Problem details: Each entry in the listing below should be returned precisely as it is.

════

PR #2734, opened 2025-04-29
feat(line): improve types for custom layers.

pcorpet:
After version 0.92, our custom line charts are missing some pieces to get their types properly.


plouc (approved):
LGTM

════

Answer space:
PR #2734, opened 2025-04-29
feat(line): improve types for custom layers.

pcorpet:
After version 0.92, our custom line charts are missing some pieces to get their types properly.


plouc (approved):
LGTM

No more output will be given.